Making secret data unusable to an attacker can be done by either deleting it (\emph{zeroization} in HSM terminology) or
by encrypting the data when it is stored and destroying the key. Zeroization is more technically challenging, while
encryption comes at a performance cost. The main challenges in zeroization are ensuring that the data is deleted fast
enough, and making sure it cannot be reconstructed through data remanence effects. Zeroization is practical for small
amounts of RAM such as a microcontroller's main SRAM or a small amount of DRAM in a server set aside for cryptographic
keys. For larger amounts of data, or for any data stored on flash memory, HDDs etc., encryption is the only viable
option due to speed. Encrypting data at rest on HDD or flash storage is straightforward to do in software and is a
standard feature in any modern operating system. RAM is more challenging. Encrypting data in RAM cannot be done in
software without effectively running a system emulation and incurring a massive performance penalty. Recent CPUs from
Intel and AMD contain hardware features that provide transparent DRAM encryption. These hardware features would be
necessary when securing an entire sever in an MPC setup with IHSMS technology.

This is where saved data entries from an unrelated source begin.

PR #7466, opened 2021-08-20
chore(Github/Issue): Correct label for feature requests

Kitzunu:


.github/ISSUE_TEMPLATE/feature_request.yml
```diff
@@ -1,7 +1,7 @@
 name: Feature request
 description: Suggest an idea for this project
 title: "Feature: "
-labels: [Suggestion]
+labels: [Priority-Suggestion]
```
Helias, line 4: why priority?

Kitzunu: Because it is cool.

No but it is easy to see if you look at all the priorities as a suggestion never really has any priority.

I like it

FrancescoBorzi: o_O I don't get it, can you provide some examples?

iraizo: i also dont get how this is supposed to be a priority subcategory, it should just be a `suggestion` and `priority` label. 
How are suggestions and priorities even related in any case

Issue #7428, opened 2021-08-18
Warrior Slam and Execute Not Appearing In Combat Log/Floating Text On Miss


Azcobu:
### What client do you play on?

enGB

### Faction

- [x] Alliance
- [X] Horde

### Content Phase:

- [X] Generic
- [ ] 1-19
- [ ] 20-29
- [ ] 30-39
- [ ] 40-49
- [ ] 50-59

### Current Behaviour
Original report: https://github.com/chromiecraft/chromiecraft/issues/1432

Slam or Execute won't show up anywhere when the ability is missing/dodged/parried (combat log, floating text etc).
https://www.youtube.com/watch?v=EuV8iV1A5fo

As shown in the video, testing is done on a high level dummy (for a lot of misses) and none if them show in the combat log or on the floating text addon, it just disappears. Also if you look closely you sometimes get the slam hit animation particle(which you shouldn't get if you miss) and your rage gets dumped(which it shouldn't if you miss) but it still doesn't show up anywhere.
I tried to reacreate this on a low lvl dummy(so your attacks don't miss) and every slam hit shows up in the combat log.
Execute has the exact same bug but can't reacreate it on the dummy for obvious reasons.

Tester: confirmed for both.

Demo. First few seconds shows normal misses and how they display in combat log/floating text. Then comes a lot of Slam spam, which for the most part is entirely invisible in the log apart from one or two hits. For this I had the cooldown cheat on, but power cheat off, so I'm using rage. Then Execute tested on a hyena. This is harder to see because unlike Slam, Execute sets auto-attack on, so there's a lot of autoattacks messing things up. But I'm spamming Execute in there too, and it's not showing at all, apart from hits.

https://user-images.githubusercontent.com/81782124/129918414-c643e717-cc77-4d73-8ee0-21b43a3853ef.mp4

### Expected Blizzlike Behaviour

Your misses should show up in the combat logs/floating text and you shouldn't get the particle effect of the ability hitting and your rage dumped (as it sometimes happen)

### Source

This shouldn't be controversial, as the combat log should treat these abilities like any others.

### Steps to reproduce the problem

Get a high level mob/dummy and spam slam/execute on it and check the combat log/floating text.

### AC rev. hash/commit

https://github.com/chromiecraft/azerothcore-wotlk/commit/2d77fe9274005a99f8445b8dac9dd0fcd3faf3c5

### Operating system

Ubuntu 20.04

### Modules

[...]

PR #7468, opened 2021-08-20
fix(CORE/Spells): Warrior's slam and execute spells miss bug

jestermaniac:
## Changes Proposed:
aye whas good. this shit is not even a complete fix cuz there's still one problem but i still finna try a PR on this cuz at least the most annoying bug was resolved i think.

so the problem is this: when u execute or slam the server doesn't cast only 1 spell but two. example: if u cast rank 1 slam (id = 1464) the program finna call a script inside ```Spell::CallScriptEffectHandlers``` that is located in ```src/scripts/Spells/spell_warrior.cpp``` that is gonna execute ANOTHER slam spell (id = 50783, don't ask me where this comes from prolly something in dbc?) that is the actual spell that gon send the dmg back to the client.

**note** that both these spells can miss (block,parry,miss,reflect) so u with one cast u got double chance to fail (lmao). 

the problem with this is that if u cast slam, the sever is going to execute spell with id = 1464 and if it miss it gon send back the client a ```SMSG_SPELL_GO``` packet with inside the miss condition **and** the spell id which for some reason won't show up into the combat log or floating combat text either. matter of fact if u change, in the packet, that spell id with 50783 the miss will show up in the log. it seems like it doesn't recognize 1464  as a spell id or some shit.

so that's the first problem. 

the other problem is that if errythang went gucci the first time with spell id = 1464 when the program will execute the final spell with id = 50783 going through spell scripts the spell can still fail cuz ```targetInfo.missCondition``` is calculated every time u call a spell. if it doesn't then errythang is lit and we get dmg packet ```SMSG_SPELLNONMELEEDAMAGELOG``` back in the client otherwise **NOTHING** will be sent back to the client bc the ```SMSG_SPELL_GO``` is sent only once when spell id = 1464.

to fix this shit i did a dirty ass trick and introduced a call to ```Unit::SendSpellMiss``` to let the client know the attack went shit. this fixed both combat log + floating combat text.

## Issues Addressed:

- https://github.com/azerothcore/azerothcore-wotlk/issues/7428

## SOURCE:

None, cuz it common sense

## Tests Performed:

- Tried locally and apart from one problem still present i didnt find anythang else. would be good tho if  some other tester could provide feedback as well.

## How to Test the Changes:

1. pick up a war (i did lvl 49) nothing but a 2h sword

% \subsection{Fast Zeroization of Non-Customizable Memories}
% Thermite experiements and paper
\subsection{A Joint Cooling and IHSM Envelope Powertrain}
We have determined that our requirements are an IHSM envelope large enough to fit a small server mainboard, and that
provides air cooling to the payload. In this section, we will sketch out a solution that solves the engineering issue of
moving such an IHSM envelope while simultaneously providing cooling to the payload.
% FIXME picture!
Our proposed design is based on the idea of using the cooling fans' airflow to power the rotation of the IHSM envelope.
Using the basic cylindrical design, the IHSM envelope consists of two discs above and below the payload that are
connected through vertical struts containing part of the tamper-sensing mesh on the outside of the payload. We propose
widening these vertical connecting struts, and angling them such that the entire envelope becomes a centrifugal
impeller. By letting air flow into the envelope from the side, and back out through its top and bottom, the envelope
assumes the same configuration used in centrifugal cooling fans. A secondary advantage of this concept is that we do not
need a motor on the envelope's shaft, saving vertical space and one difficult to source part. Furthermore, the cooling
fans can be located on the outside of the envelope in an easily accessible location, and can be set up in a redundant
way such that a failed cooling fan can be replaced while the system continues operation. The only disadvantage of this
solution over a direct motor drive is noise. To achieve the speed necessary for sufficient security at the large
envelope diameter of an MPC accelerator application, high-airflow fans must be used, which are very noisy when at full
speed. We consider this a valid tradeoff since such a system would be deployed in a datacenter where high noise levels
are acceptable.
\section{Outlook}
In this chapter we briefly introduced the challenges raised by MPC at scale, and we outlined a practical solution based
on an IHSM-protected sever that can be used to perform MPC with an unique combination of high bandwidth and low latency
that was previously considered impractical due to physical security concerns.